Und wann ist es geschehen? War es in der Nacht, in der ich zum ersten Mal mit ihm in unserer gemeinsamen Wohnung übernachtet habe, war es, als wir unsere Zahnbürsten in denselben Becher gestellt haben oder war es ein Kuss zwischen Tür und Angel am Morgen, der ein Wiedersehen am Abend versprach? Ich bin an ihn gewachsen, langsam, Nacht für Nacht hat mein Körper seine Konturen an jene von ihm angepasst, der neben mir schlief, bis wir eines Morgens eine Einheit gebildet haben, die - und ich hätte es ahnen müssen - nicht mehr zu trennen wäre, nicht ohne Schmerzen.
In jenem Sommer in SanRemo gab es auch bereits ein Uns, das mir wichtig war und ernst, aber unser Kokon war noch nicht so verfestigt, ich konnte ihm für kurze Zeit entschlüpfen und ins Alleinsein eintauchen wie in duftendes Badewasser mit exakt der richtigen Temperatur. Ich wollte allein verreisen, mich weiterbilden außen und innen, mich nicht ablenken lassen und einen eigenen Weg finden, nur für mich. Und jetzt, wo ich hier sitze auf einem fremden Bett in einer unbekannten Stadt, passt das Alleinsein mir auf einmal nicht mehr, ich kann zwar noch die Ärmel finden, aber der Verschluss geht nicht zu, ich habe mich verändert, innen und außen. Ich fühle mich nicht mehr vollkommen, allein, ich bin mir selbst nicht mehr genug. Das Alleinsein nagt an mir in den Stunden, in denen die Zeit in einer vage vertrauten Zähflüssigkeit vergeht und meine Gedanken in mir selbst nachhallen. Ich will, was ich sehe und höre, nicht mehr für mich behalten, ich will es teilen, ich will witzige Bemerkungen machen, über die ich nicht allein lachen muss, ich will aufmerksam gemacht werden auf etwas, das ich nicht bemerkt habe, ich will nicht allein träumen müssen.
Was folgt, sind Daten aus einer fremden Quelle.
PR #13902, opened 2026-07-17
Add TCG Locked

randytkrx:
Adds TCG Locked, a challenge gamemode plugin.

You can only equip or use an item once you own its card in the OSRS TCG plugin. Equipment and teleport items stay locked until the matching card is pulled, a side panel tracks your unlocks, and lock icons show what is still locked. The plugin reads the OSRS TCG collection and stays inactive when no collection is present.

Repository: https://github.com/randytkrx/tcg-locked
Builds cleanly with gradlew build and includes a unit test for the item name matching.

### DIFF
--- a/plugins/tcg-locked
+++ b/plugins/tcg-locked
@@ -1,0 +1,2 @@
+repository=https://github.com/randytkrx/tcg-locked.git
+commit=e49b4c4d4cedaa5edb0d0b176b4b3f64857daafb


hildickethan:
is this not the same as https://github.com/runelite/plugin-hub/pull/13638

randytkrx:
Yeah, fair, this overlaps Bronzeman TCG (#13638) a lot. I've opened #13925 to remove it. Thanks for the catch.

PR #13922, opened 2026-07-17
Create disable-walk-here plugin

Shackin:
Plugin to disable "walk here" with sound feedback and drawing of disabled tiles.

Export/Import/Clear are added in a drop-down menu to avoid a side panel or in-game menu clutter.


cubeee:
Have you considered contributing to the existing plugin? https://runelite.net/plugin-hub/show/stopmisclickingtiles

PR #13925, opened 2026-07-17
Remove TCG Locked

randytkrx:
Removing tcg-locked; it substantially overlaps Bronzeman TCG (#13638), as raised in #13902.

### DIFF
--- a/plugins/tcg-locked
+++ b/plugins/tcg-locked
@@ -1,2 +1,0 @@
-repository=https://github.com/randytkrx/tcg-locked.git
-commit=e49b4c4d4cedaa5edb0d0b176b4b3f64857daafb


riktenx:
wrong

riktenx:
jfyi we do not care if you have a similar plugin to another or whatever

randytkrx:
> jfyi we do not care if you have a similar plugin to another or whatever

Yeah, I just prefer not to clutter the hub when there's basically the same thing with like a few minor differences, if anything I'll get into contact with the man that made bronzemode and see if he'll take a couple suggestions! Easier and cleaner that way, though i was working oon a version for this which was a group version, might reopen with those changes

Als ich diese Reise begonnen habe, war mir nicht bewusst, dass mein Körper neue Konturen hat, geformt von der Liebe. Ich fühle mich amputiert, abgeschnitten von meinem Halt, wie eine Leiter, der man die Wand, an der sie lehnt, einreißt. Ich versuche mich einzulassen auf die Melodie der fremden Sprache, auf die Aufregung rund um das Kennenlernen anderer Menschen und nie gesehener Orte, aber ich bin so angefüllt von meinem Zuhause, dass kaum noch Platz bleibt in mir. Früher konnte ich allein endlich atmen, ich wollte raus, weg, mich in die Welt werfen und sehen, was passiert. Jetzt bleibt mir die Luft weg und ich spüre ein Sehnen, das Heimweh sein könnte, Heimweh nach ihm. Ich kann nicht mehr allein sein, weil mir etwas fehlt, und ein Fehlen macht aus Alleinsein Einsamkeit.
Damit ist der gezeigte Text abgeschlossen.